林见樊不解顾朝明为何看完手机后这么急着回家,劝他说点滴还没挂完让他别乱动,顾朝明依旧说要回家。
林见樊不让,顾朝明还想拔针头走人。
两人意见不统一,林爸正好打完电话从外边走进病房,见床上顾朝明醒来,关心地问:“醒啦,感觉怎么样?”
林爸进来顾朝明才放弃拔针头的想法,没乱动,对林爸说:“谢谢叔叔,我好多了。”
“打完这瓶就可以了。”林爸看向床边快打完的点滴。
顾朝明不好意思:“麻烦叔叔了,弄得这么晚,让你们一起等……”
林爸笑笑:“没什么,身体是大事。”
“这么晚了,你们要不要先回家,我一个人可以的。”顾朝明怕顾涛发疯,还是想先走。
林爸没理解他的意思,对床上一心想走的顾朝明说:“没事,不能把你一个人扔在医院,反正明天星期六,不用读书。医药费已经结了,你还是先通知一下你的父母吧,这么晚了,他们会担心。”
顾朝明委婉地拒绝:“不用了,没事的。”
没人会担心我,我也没人可以打电话通知。
林爸还是问:“你家住哪?吊瓶快打完了,我待会送你回家。”
顾朝明忙说不用,询问到这是什么医院,顾朝明对林爸说:“我家离这很近,不用送的,我自己走回去就行,没多少分钟,谢谢叔叔。”
顾朝明撒谎,他并不熟悉医院边的路,顾朝明只是不想接受别人的好意。
林爸看起来还是有点不放心让顾朝明一个人半夜回家,但顾朝明再三坚持,林爸也不好再说什么。
“那你路上小心点。”林爸嘱咐。
顾朝明点点头:“嗯,那医药费我……”
“不用了,我已经付了,没多少钱,哦对了,见樊,药。”
林爸一说,林见樊从桌上把药拿给顾朝明,一样一样细心地告诉他吃法:“这个饭后吃,一天三次,一次吃两片,这个……”
顾朝明只想快点回家,林爸却说:“再躺会,点滴马上打完了,这样的天温差大,注意多穿点衣服。”
林见樊坐在病床边的凳子上一直默默担心着,拿过一瓶水问顾朝明:“想不想喝水?”
顾朝明摇摇头,林见樊又问他饿不饿,想不想吃东西。
打完点滴,夜色已浓稠到最深的黑。到医院门口林爸还问:“真的不用送?几分钟也可以送的。”

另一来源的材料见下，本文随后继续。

PR #55, opened 2020-02-27
Fix tar deletion bug

forsyth2:
Fix tar deletion bug - this pull request resolves #53 . Also 1) add ZSTASH_DIR variable to tests to allow user to specify zstash installation location and 2) change group to e3sm.

After this merges, I'll follow the release steps to release v0.4.1 on GitHub and Anaconda

PR #56, opened 2020-02-27
Update to v0.4.1

forsyth2:
Update to v0.4.1 following bug fix in #55.


conda/meta.yaml
```diff
@@ -1,5 +1,5 @@
 {% set name = "zstash" %}
-{% set version = "0.4.0" %}
+{% set version = "0.4.1" %}
```
forsyth2: @xylar Does the `sha256` on line 10 also need to change if we increment the version?

forsyth2: Also, should the build number on line 13 be incremented on every "update version" commit?

xylar: Each time you change the version, you need to reset the build number to zero and change the sha256 hash.  (The easiest way to do the latter is just to run `conda build .` and wait until it complains that the hashes don't match and use that error message to find the new hash.  But the "right" way is to download the tar file and run `sha256sum` on it.

xylar: Also, on `conda-forge`, the feedstock is separate from the repo.  In this case where the recipe is in the repo, you have the awkward situation where you do a release and then you have to update the recipe only after the release because you have no other way to get the `sha256` hash.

顾朝明笑着摇头:“不用了,今天已经很麻烦你们了。医药费我星期一会给林见樊,谢谢叔叔。”
“医药费就不用了,你路上小心啊。”林爸说。
林见樊上车后也嘱咐顾朝明说:“记得吃药。”
车辆开向更深的夜,顾朝明看着车辆离去的方向,再看看空荡的路边,一个人也没有。
这里的路顾朝明不太认识,手上提着林见樊给的药在路边边走边拦车。好不容易拦到一辆出租车,顾朝明坐进车后座,在车上发信息问林见樊医药费多少。
林见樊和当初的他一样不肯说,只说一句“不用了。”
顾朝明说不用,林见樊会追着他问医药费多少,而顾朝明的性格摆明他不会像林见樊一样跟在他人身后。林见樊说不用,顾朝明没有回复,直接按着自己心里的估算价格给林见樊汇过一笔款。
汇完款警告林见樊不准还回来,还回来的话他下次就汇更多,直到他不还为止。顾朝明关上手机看着窗外非黑即亮的夜景,他不知道这样的生活还要持续多久。
也许是一辈子吧,顾朝明想。
眼前永远是没有星光的黑夜,是无止尽的乌鸦叫喊,是一条荒凉没有尽头的路。
就算已是半夜顾朝明还是没有忘记给顾涛买酒,在路边看到一家超市,让司机停一下车,进去给顾涛买了几瓶啤酒。
回到车上,司机不停从后视镜中偷看顾朝明手中的塑料袋,听到塑料袋中酒瓶碰撞的声音。
见他年纪不大,大半夜的还在外边游荡,进超市买的也是啤酒,司机有点担心地劝他回家。
顾朝明抱着给顾涛买的啤酒谢谢司机的好意,啤酒瓶碰撞的脆响与司机关心的声音合在一起,顾朝明只觉得鲜明又讽刺。